Saturday, June 2, 2012

A photographer's confession

Finding old pictures is an extremely rewarding event. Well, at least it is for me, a girl in love with the feeling of nostalgia and deep reflections on life. When I picked up photography in 2008 my intention was purely to create good-looking and artistic photographs. Photographs that I could promote and become known for. I didn't think for one second that the photographs that I'd eventually be most proud of would be the candid ones: the real, the unedited, the photographs that I snapped without much thought. I didn't think that it would be these photographs that would give me a heartache to look at, years after they were taken. Today I graduated high school. I don't really know what much to say about this fact because I haven't been able to sort out my feelings about it just yet. I don't really know what it even means, to have graduated. I am aware of what it probably means to others since all these years we've been emotionally built up, by our mentors and teachers, for this moment; the supposed "freeing" moment of going into the "real world". I don't know if I quite agree with that thought. The world I lived in all these years felt pretty "real" to me. The point that I'm trying to get to is that today, whatever significance it's suppose to hold and whatever significance it will hold for me in the future, is just another day to remember. I have the pictures to prove that it happened. I have the pictures that I will be able to look back to in the years to come. Well, that's just it. How is this day, my big graduation day, any different from any other day? Each present moment is always a little bit dreamy.

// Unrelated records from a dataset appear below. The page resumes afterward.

PR #1835, opened 2018-05-23
migrate to octokit as existing github package is deprecated

amirbey:


api/services/GitHub.js
```diff
@@ -1,69 +1,27 @@
...
-  github.repos.createFromOrg(options, (err, res) => {
-    if (err) {
-      reject(Object.assign(err, { status: err.code }));
-    } else {
-      resolve(res);
-    }
-  });
-});
+const createRepoForOrg = (github, options) =>
+  github.repos.createForOrg(options);
```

It's there and it's honest, but it's typically not until we look back and remember it that it becomes truly accessible and real. Why else would we miss a moment in the past? Why else is it difficult to continually live in the present? These are not rhetorical questions, I simply ask them because I don't know their answers. The photographs on this post are two of the many photographs that I took on a normal day back in March of 2010. Over two years ago. I remember I was at my aunt's house which was located in front of a small park. My cousin, Emily, and I were at the park, poking at bugs and doing much of nothing. It was a perfectly normal day, not boring but not spectacular either. For some reason, as I was looking back at these photographs, I started to long for that moment. I felt a pull in my heart, the wanting to go back in time and relive that day, that month, that year. Of course, pining for the past is sometimes hurtful and unhealthy, so as I recognized this I immediately stopped myself. It was just a day. Just an ordinary day. Maybe two years from now I'll look back at my graduation photos and think the same way. I'll remember it, I'll miss it, I'll get over it. But in between those actions, I'll have some space to reflect and to learn. Maybe it will be then that I'll be able to grasp what graduation really meant. Maybe I'll finally be able to figure it out. For now it's just a day that is nearing its end and I don't feel the need to stop it from doing so. I long for tomorrow and the many more days to come, the many more memories I'll be able to make more accessible with the click of a shutter.

Hmm. Maybe another day I'll remember exactly what it was that I wanted to say with all this. Maybe not. Either way, I do have one last thing to state:  I am thankful for the blessed day in which I picked up a camera.